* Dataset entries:
____________

PR #1927, opened 2023-04-06
solution

MikiOOOO:


src/averageAges.js
```diff
@@ -15,11 +15,15 @@
...
-  // write code here
-  // learn how to use array methods like .filter .map .some .every .find .reduce
-  // avoid using loop and forEach
-  // replace `if ()` statement with &&, || or ?:
-  // without nesting
+  let men = people.filter(person => person.sex === 'm');
+
+  if (century) {
+    men = men.filter(person => Math.ceil(person.died / 100) === century);
+  }
```
d-wasilewski, line 22: use ternary operator here

src/averageAges.js
```diff
@@ -15,11 +15,15 @@
...
+
+  const ageSum = men.reduce((prev, curr) => prev + (curr.died - curr.born), 0);
```
d-wasilewski, line 24: change the naming from prev, curr to something more explanatory

src/averageAges.js
```diff
@@ -37,7 +41,19 @@ function calculateMenAverageAge(people, century) {
  * @return {number}
  */
 function calculateWomenAverageAge(people, withChildren) {
-  // write code here
+  let women = people.filter(person => person.sex === 'f');
+
+  if (withChildren) {
```
d-wasilewski, line 46: again, use ternary here

src/averageAges.js
```diff
@@ -55,7 +71,26 @@ function calculateWomenAverageAge(people, withChildren) {
...
+  let ageDifferenceCount = 0;
+
+  childrenWithMothers.forEach(child => {
+    people.forEach(person => {
+      if (person.name === child.mother) {
+        ageSum += child.born - person.born;
+        ageDifferenceCount++;
+      }
+    });
+  });
```
d-wasilewski, line 91: can you do it without loops nesting? maybe split it into 2 blocks? Also, try using `reduce` here too

d-wasilewski (changes requested):

src/averageAges.js
```diff
@@ -15,11 +15,15 @@
...
-  // avoid using loop and forEach
-  // replace `if ()` statement with &&, || or ?:
-  // without nesting
+  const men = people.filter(person => (
+    century ? person.sex === 'm'
+    && Math.ceil(person.died / 100) === century : person.sex === 'm'
+  ));
+
+  const ageSum = men.reduce((prevMan, currMan) =>
+    prevMan + (currMan.died - currMan.born), 0);
```
d-wasilewski, line 24: You don't need to use curr, it's self explanatory that its a current value
```suggestion
  const ageSum = men.reduce((sum, man) =>
    prevMan + (currMan.died - currMan.born), 0);
```

src/averageAges.js
```diff
@@ -55,7 +66,28 @@ function calculateWomenAverageAge(people, withChildren) {
...
+  const ageDifferences = [];
+
+  children.forEach(child => {
+    const searchedMother = mothers.find(mother =>
+      mother.name === child.mother);
+
+    if (searchedMother) {
+      ageDifferences.push(child.born - searchedMother.born);
+    }
+  });
```
d-wasilewski, line 85: use map if you want to return an array
```suggestion
  const ageDifferences = children.map(child => {
```

d-wasilewski (changes requested):

src/averageAges.js
```diff
@@ -55,7 +66,28 @@ function calculateWomenAverageAge(people, withChildren) {
...
+
+  const ageDifferences = children.map(child => {
+    const searchedMother = mothers.find(mother =>
+      mother.name === child.mother);
+
+    if (searchedMother) {
+      return child.born - searchedMother.born;
+    } else {
+      return 0;
+    }
```
d-wasilewski, line 84: ternary operator

src/averageAges.js
```diff
@@ -55,7 +66,28 @@ function calculateWomenAverageAge(people, withChildren) {
  * @return {number}
  */
 function calculateAverageAgeDiff(people, onlyWithSon) {
-  // write code here
+  const mothers = people.filter(person => people.some(human =>
+    human.mother === person.name));
+
+  const children = onlyWithSon ? people.filter(person =>
+    person.mother !== null && person.sex === 'm')
```
d-wasilewski, line 73: I think this check for null is redundant, bacause you check later if `mother.name === child.mother`. You can try to do this without this check

d-wasilewski (changes requested):

d-wasilewski (approved):

PR #1928, opened 2023-04-06
Develop

Vitalii-Maistrenko:
https://github.com/Vitalii-Maistrenko/js_task-guideline/blob/master/README.md)

### DIFF
--- a/src/averageAges.js
+++ b/src/averageAges.js
@@ -18,44 +18,43 @@ function calculateMenAverageAge(people, century) {
   // write code here
   // learn how to use array methods like .filter .map .some .every .find .reduce
   // avoid using loop and forEach
-  // replace `if ()` statement with &&, || or ?:
+  // replace if () statement with &&, || or ?:
   // without nesting
+
+  const men = people.filter(person => century
+    ? person.sex === 'm' && Math.ceil(person.died / 100) === century
+    : person.sex === 'm'
+  );
+
+  return men.map(person => person.died - person.born)
+    .reduce((a, b) => a + b) / men.length;
 }
 
 /**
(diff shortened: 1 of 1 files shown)


src/averageAges.js
```diff
@@ -18,44 +18,43 @@ function calculateMenAverageAge(people, century) {
...
+  // replace if () statement with &&, || or ?:
   // without nesting
+
+  const men = people.filter(person => century
+    ? person.sex === 'm' && Math.ceil(person.died / 100) === century
+    : person.sex === 'm'
+  );
+
+  return men.map(person => person.died - person.born)
+    .reduce((a, b) => a + b) / men.length;
```
IvanFesenko, line 30: Map is redudant here. Use only `reduce`.
Also you have similar code in `calculateWomenAverageAge`
So create separate function to `getAvarageAge` and use it here and `calculateWomenAverageAge`

src/averageAges.js
```diff
@@ -18,44 +18,43 @@ function calculateMenAverageAge(people, century) {
...
  */
 function calculateAverageAgeDiff(people, onlyWithSon) {
   // write code here
+  const children = people.filter(person => onlyWithSon
+    ? people.find(woman => woman.name === person.mother) && person.sex === 'm'
+    : people.find(woman => woman.name === person.mother));
+
+  return children.map(person =>
+    person.born - people.find(mother => person.mother === mother.name).born)
+    .reduce((a, b) => a + b, 0) / children.length;
```
IvanFesenko, line 57: Same here. You can do it without `map`

IvanFesenko (changes requested):

anstsot (approved):
Great job, approved!

PR #1930, opened 2023-04-06
Solution

mateusz-michalowski:


danielpopek94 (approved):

src/averageAges.js
```diff
@@ -20,24 +20,49 @@ function calculateMenAverageAge(people, century) {
...
   // replace `if ()` statement with &&, || or ?:
   // without nesting
+
+  let malesAverageAge = people.filter((person) => person.sex === 'm');
+
+  malesAverageAge = century !== undefined
+    ? malesAverageAge.filter(
+      (person) => Math.ceil(person.died / 100) === century
+    )
+    : malesAverageAge;
```
d-wasilewski, line 30: use `const` and do it in 1 condition.
use ternary, but don't check if century is undefined, go with `century ? a : b`

src/averageAges.js
```diff
@@ -20,24 +20,49 @@ function calculateMenAverageAge(people, century) {
...
  * her as mother.
  *
  * @param {object[]} people
- * @param {boolean} withChildren - optional
+ * @param {boolean} withkids - optional
  *
  * @return {number}
  */
-function calculateWomenAverageAge(people, withChildren) {
+function calculateWomenAverageAge(people, withkids) {
```
d-wasilewski, line 52: what's wrong with `children`? 😛

src/averageAges.js
```diff
@@ -20,24 +20,49 @@ function calculateMenAverageAge(people, century) {
...
   // write code here
+  let femalesAverageAge = people.filter((person) => person.sex === 'f');
+  const notMotherless = people.filter((person) => person.mother !== null);
+
+  femalesAverageAge = withkids === true
```
d-wasilewski, line 57: same, you don't have to write it like `variable === true`, just `variable` will do the same **in this case**

src/averageAges.js
```diff
@@ -20,24 +20,49 @@ function calculateMenAverageAge(people, century) {
...
  * @param {object[]} people
- * @param {boolean} withChildren - optional
+ * @param {boolean} withkids - optional
  *
  * @return {number}
  */
-function calculateWomenAverageAge(people, withChildren) {
+function calculateWomenAverageAge(people, withkids) {
   // write code here
+  let femalesAverageAge = people.filter((person) => person.sex === 'f');
```
d-wasilewski, line 54: const

src/averageAges.js
```diff
@@ -56,6 +81,21 @@ function calculateWomenAverageAge(people, withChildren) {
...
+
+  const kids = onlyWithSon
+    ? people.filter(child => child.sex === 'm'
+    && mothers.has(child.mother))
+    : people.filter(child => mothers.has(child.mother));
+
+  const difference = kids.map(
+    child => child.born - people.find(
+      mother => mother.name === child.mother).born
+  );
```
d-wasilewski, line 94: If you map over kids array, the iterator variable should also be `kid` (refering to the array name), or name the array children
```suggestion
  const ageDifference = kids.map(
    kid => kid.born - people.find(
      mother => mother.name === kid.mother).born
  );
```

d-wasilewski (changes requested):

Ozwiena (approved):

src/averageAges.js
```diff
@@ -38,6 +50,16 @@ function calculateMenAverageAge(people, century) {
  */
 function calculateWomenAverageAge(people, withChildren) {
   // write code here
+  const femalesAverageAge = withChildren
+    ? people.filter((person) => person.sex === 'f').filter(
+      (person) => people.filter((mum) => mum.mother !== null)
```
d-wasilewski, line 55: do you need this check to be so complex? try to do it without comparing to !== null

d-wasilewski (changes requested):

bjeziorek (approved):
For me this solution looks fine :).

kasiakubisiak (approved):

d-wasilewski (approved):

PR #1931, opened 2023-04-06
solution

danielpopek94:


YBM3 (approved):

src/averageAges.js
```diff
@@ -14,12 +14,22 @@
  *
  * @return {number}
  */
+
+const calculateAverage = (arr) => arr.reduce((a, b) => a + b, 0) / arr.length;
+const calculateLiveLength = (people) => (
+  people.map(person => person.died - person.born)
+);
+
```
d-wasilewski, line 22: 🚀

src/averageAges.js
```diff
@@ -55,7 +73,17 @@ function calculateWomenAverageAge(people, withChildren) {
  * @return {number}
  */
 function calculateAverageAgeDiff(people, onlyWithSon) {
-  // write code here
+  const children = people.filter(child => (
+    child.mother && (!onlyWithSon || child.sex === 'm')
+  ));
+
+  const ageDif = children.reduce((current, child) => {
```
d-wasilewski, line 80:
```suggestion
  const ageDif = children.reduce((accumulator (or ages), child) => {
```

src/averageAges.js
```diff
@@ -14,12 +14,22 @@
...
-  // avoid using loop and forEach
-  // replace `if ()` statement with &&, || or ?:
-  // without nesting
+  const diedCentury = (person) => (
+    !century || Math.ceil(person.died / 100) === century
+  );
+
+  const men = people.filter((person) => (
+    person.sex === 'm' && diedCentury(person)
+  ));
```
d-wasilewski, line 30: it's interesting approach 🚀
However I think it would be more readable if you used a ternary operator here instead to perfom this check, in this wait it's not so obvious at the first glance what it does and verify the conditions

d-wasilewski (changes requested):
Great job! 👏

src/averageAges.js
```diff
@@ -37,7 +49,17 @@ function calculateMenAverageAge(people, century) {
  * @return {number}
  */
 function calculateWomenAverageAge(people, withChildren) {
-  // write code here
+  const wasMother = (woman) => (
+    withChildren
+      ? people.some(child => child.mother === woman.name)
+      : true
+  );
```
d-wasilewski, line 56: if you have to return true in ternary operator you should use `||` or `&&`. I pointed this out with ternary because I though you will use it sooner (instead of woman.sex check). This solution is good, just change it to `||` or `&&`.
Ex:
`!withChildren || people.some(child => child.mother === woman.name)`

src/averageAges.js
```diff
@@ -55,7 +77,17 @@ function calculateWomenAverageAge(people, withChildren) {
  * @return {number}
  */
 function calculateAverageAgeDiff(people, onlyWithSon) {
-  // write code here
+  const children = people.filter(child => (
+    child.mother && (!onlyWithSon || child.sex === 'm')
+  ));
+
+  const ageDif = children.reduce((ages, child) => {
```
d-wasilewski, line 84:
```suggestion
  const ageDifference = children.reduce((ages, child) => {
```

d-wasilewski (changes requested):

d-wasilewski (approved):

PR #1935, opened 2023-04-08
Solution

Alessandranitti15:


src/averageAges.js
```diff
@@ -15,11 +15,22 @@
...
+      ? person.sex === 'm' && Math.ceil(person.died / 100) === century
+      : person.sex === 'm';
+  }
+
+  function averageAge(prev, person) {
+    const age = person.died - person.born;
+
+    return prev + age;
+  }
+
```
agniya-i, line 32: you have similar logic in several functions for calculating average age, move this function outside and reuse

agniya-i (changes requested):

agniya-i (approved):

PR #1940, opened 2023-04-10
AverageAge function were created

MariaShmakova2014:


src/averageAges.js
```diff
@@ -15,11 +15,20 @@
...
+  const men = people.filter(person => person.sex === 'm');
+
+  let ages = men.map(person => person.died - person.born);
+
+  const centuryPersons = men.filter(person =>
+    Math.ceil(person.died / 100) === century);
+
+  if (century) {
+    ages = centuryPersons.map(person => person.died - person.born);
+  }
```
VitaliyBondarenko1982, line 27: you can avoid map iteration, if statement... 
```suggestion
  const men = people
    .filter(({ sex, died }) => century
      ? Math.ceil(died / 100) === century && sex === 'm' : sex === 'm');
```

src/averageAges.js
```diff
@@ -15,11 +15,20 @@
...
+
+  const count = ages.reduce((sum, age) => sum + age, 0);
+
+  return count / ages.length;
```
VitaliyBondarenko1982, line 31: and here work with men
```suggestion
  const count = men.reduce((sum, { born, died }) => sum + died - born, 0);

  return count / men.length;
```

src/averageAges.js
```diff
@@ -37,7 +46,21 @@ function calculateMenAverageAge(people, century) {
...
+
+  let ages = wemen.map(person => person.died - person.born);
+
+  if (withChildren) {
+    const womenWithChildren = wemen.filter(person =>
+      people.some(p => p.mother === person.name)
+    );
+
+    ages = womenWithChildren.map(person => person.died - person.born);
+  }
```
VitaliyBondarenko1982, line 59: try to avoid map iteration and if as in calculateMenAverageAge

VitaliyBondarenko1982 (changes requested):

PR #669, opened 2025-02-15
[QOL] Scripts to download the latest release

voidxO7:
It downloads (and overwrites) the files inside the same directory as where the script is ran. Linux's ".sh" needs more testing as I only run Windows. Requires Python 3.6 or higher to run.

The ".bat" and ".sh" files check for and install the "requests" module then run "download.py".


voidxO7:
oh, I'm not sure without deleted the pull request if I can fix the spelling error in the ".sh" file name

voidxO7:
> A.) Make a launcher that has an auto update feature, this launcher could later be adapted to be a mod downloader/manager. Or B.) Just make a button in the djui that updates the game. If neither of those are an option, we could do it how dolphin emulator does it, have a separate executable that downloads and installs the update.

Yes, I'd like that too, but I'm not a person who really knows how to code. I just threw this together as a substitute for the time being. Think of it like a band aid, this is here to temporarily close an issue until the body (the people who know how to code) can work out a solution (if they decide to).

AgentXLP:
We'll figure something out

PR #674, opened 2025-02-18
Revert romhack camera changes

Paradox9955:
In my honest opinion, this should have never been changed. Doing this forces the x axis to invert itself upon entering a custom level. 

Think about it like this, imagine playing flood/Flood Expanded and you enter one of the custom levels, when trying to move your camera you realize it has suddenly been inverted and you end up failing because of your camera controls. 

We shouldn't be forced to go to the camera options and enable/disable the `invert x` option each time we enter/leave a level.


Isaac0-dev:
my question is why was the change made in the first place? what was it trying to fix?

Sunketchupm:
#551

PR #675, opened 2025-02-18
allow Lua to manipulate displaylists and vertices

Isaac0-dev:
thanks to @ManIsCat2 for the initial proof of concept, and for adding `gfx_set_combine_lerp`.

This allows modders to manipulate the displaylist of a model via Lua mid-game.
As an extension of previous commits that have enabled traversing the graph, this allows Lua to access `graphNode.displayList`.
`gfx_parse` allows for traversing the display list, taking a function for a callback, most importantly allowing access to vertices through `gfx_get_vtx`.
Displaylist words are immutable as a precaution for memory safety. 
`gfx_set_command` can execute graphics commands directly applied to the display list pointer provided. most of the commands that dynos supports are available.


AgentXLP:
WHAT THE SHIT

SonicTheHedgeHog64:
🤔

SonicTheHedgeHog64:
How would someone use this?

src/pc/lua/utils/smlua_gfx_utils.c
```diff
@@ -106,3 +106,116 @@ void set_skybox_color(u8 index, u8 value) {
...
+    lua_State* L = gLuaState;
+    while (true) {
+        u32 op = cmd->words.w0 >> 24;
+        switch (op) {
+            case G_DL:
+                if (C0(16, 1) == 0) {
+                    gfx_parse((Gfx *) cmd->words.w1, func);
+                } else {
+                    cmd = (Gfx *) cmd->words.w1;
+                    --cmd;
```
PeachyPeachSM64, line 128: uh oh, out of bounds?
also, if I understand correctly, these are special cases that shouldn't call the callback, but call it anyway because the code just continues after the switch
shouldn't the callback be in a `default` branch of the switch instead?

src/pc/lua/utils/smlua_gfx_utils.c
```diff
@@ -106,3 +106,116 @@ void set_skybox_color(u8 index, u8 value) {
...
+#ifdef F3DEX_GBI_2
+    u16 numVertices = C0(12, 8);
+    u16 destIndex = C0(1, 7) - C0(12, 8);
+#elif defined(F3DEX_GBI) || defined(F3DLP_GBI)
+    u16 numVertices = C0(10, 6);
+    u16 destIndex = C0(16, 8) / 2;
+#else
+    u16 numVertices = (C0(0, 16)) / sizeof(Vtx);
+    u16 destIndex = C0(16, 4);
+#endif
```
PeachyPeachSM64: are these really necessary? I don't think coop uses other microcodes
and even if it did, dynos stuff won't work anyway

src/pc/lua/utils/smlua_gfx_utils.c
```diff
@@ -106,3 +106,116 @@ void set_skybox_color(u8 index, u8 value) {
...
+    if (offset >= numVertices) { return NULL; }
+    if (destIndex >= MAX_VERTICES) { return NULL; }
+    return &((Vtx *) cmd->words.w1)[offset];
+}
```
PeachyPeachSM64: ok, some points here:
- it seems you can retrieve only one vertex per function call, why can't you get the whole buffer?
- the `destIndex` and `MAX_VERTICES` stuff is tied to the rendering engine vertex buffer limitation, it's useless here
- no NULL check on `cmd->words.w1`

src/pc/lua/utils/smlua_gfx_utils.h
```diff
@@ -47,4 +48,27 @@ u8 get_skybox_color(u8 index);
...
+void gfx_set_prim_color(Gfx* gfx, u8 m, u8 l, u8 r, u8 g, u8 b, u8 a);
+/* |description|Sets the display list environment color.|descriptionEnd| */
+void gfx_set_env_color(Gfx* gfx, u8 r, u8 g, u8 b, u8 a);
+/* |description|Sets the display list fog color.|descriptionEnd| */
+void gfx_set_fog_color(Gfx* gfx, u8 r, u8 g, u8 b, u8 a);
+/* |description|Copies a player light parameters.|descriptionEnd| */
+void gfx_copy_lights_player_part(Gfx* gfx, u8 part);
+/* |description|Sets the display list combine mode.|descriptionEnd| */
+void gfx_set_combine_lerp(Gfx* gfx, u32 a0, u32 b0, u32 c0, u32 d0, u32 Aa0, u32 Ab0, u32 Ac0, u32 Ad0, u32 a1, u32 b1, u32 c1, u32 d1,	u32 Aa1, u32 Ab1, u32 Ac1, u32 Ad1);
+
```
PeachyPeachSM64, line 57: This looks cool and all, but...
- already 400+ symbols for a very low level api
- there is some utility functions but some of them still need you a great understanding of the gbi.h file just to fill in the arguments (gfx_set_combine_lerp)

I know this is still wip and there isn't much more options, but maybe it would be good to look into a `gfx_set_command(Gfx *gfx, const char *command)` function and make use of the dynos parser to reduce the global table overload and the complexity

another idea: the parse function could provide the vertex buffer or triangles or some other common things depending on the op it processes, like how the level_parse function provides information depending on the current level command

Cooliokid956:
got an idea a while ago:
gfx_parse_interp(gfx, callback(gfx, op, delta))

execute gfx_parse for that frame, then store the dl pointer and callback in an array of interps, iterating through these similarly to interp huds

src/pc/lua/utils/smlua_gfx_utils.c
avereyishere: where's rej?

src/pc/lua/utils/smlua_gfx_utils.c
Isaac0-dev: well i don't know, I was just trying to make sure this function iterates the display list correctly by copying how its done in `gfx_pc.c`
but yeah it's probably a good idea to move the callback inside a default branch.

src/pc/lua/utils/smlua_gfx_utils.c
Isaac0-dev: nah its not necessary, i was just doing it in case, i'll remove it

src/pc/lua/utils/smlua_gfx_utils.c
Isaac0-dev: you can only get one vertex per call because we don't have any other way of sanity checking it every time a user tries to apply offset
its also faster performance wise than having a new smlua type that can act as an array of vertices, since functions can push data faster than the traditional smlua struct reads/writes

there's no null check on `cmd->words.w1` because its not a pointer? and if the op isn't `G_VTX` it won't run anyway... am i misunderstanding your comment?

src/pc/lua/utils/smlua_gfx_utils.c
Isaac0-dev: also what do you mean by out of bounds? that code mimics what i found in `gfx_pc.c`, is it wrong?

PeachyPeachSM64: if `cmd` points to the beginning of a display list, `cmd--` is out of bounds
in `gfx_pc.c`, there is no code after the `cmd--`, so when `cmd` is incremented again, it correctly points to the next instruction to process

src/pc/lua/utils/smlua_gfx_utils.c
PeachyPeachSM64: `cmd->words.w1` holds the pointer to a Vtx array, which can be NULL (for example `gsSPVertex(NULL, 0, 0)`)

Isaac0-dev: oh right, thanks for explaining

src/pc/lua/utils/smlua_gfx_utils.c
Isaac0-dev: oh yeah that line is there to prevent the incrementation of cmd, but i'll be passing an out of bounds pointer to the callback...
now that i have pushed the changes with the default branch it should be fine?

PeachyPeachSM64: should be good

src/pc/lua/utils/smlua_gfx_utils.h
Isaac0-dev: added `gfx_set_command`, which allows you to use any of the simple macros that dynos uses.

Isaac0-dev: I think this is a pretty advanced feature anyway, so I think it's still worth adding just for those who know what they're doing.
for functions like `gfx_set_combine_lerp`, its only there for the people who really know what it does, so yeah. very advanced feature.

Isaac0-dev:
@Cooliokid956 I'm not entirely convinced that it would be helpful, and at least in the way you described it I can't think of any applications for that.
I'm imagining that you'd want something like that so you can manually interpolate vertices as they are changed, but if i'm not mistaken the current interpolation code should do that already...
Have i misunderstood your comment perhaps, and could you explain what applications that could have?

Isaac0-dev:
Gonna merge this feature, contributors are still welcome to add to/change this feature via pull requests to the dev branch, and I'll still be changing it on the dev branch where necessary.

____________

* What is expected: Gather and copy every line of the data in which the string "wemen" is found.

* Answer space:
+  let ages = wemen.map(person => person.died - person.born);
+    const womenWithChildren = wemen.filter(person =>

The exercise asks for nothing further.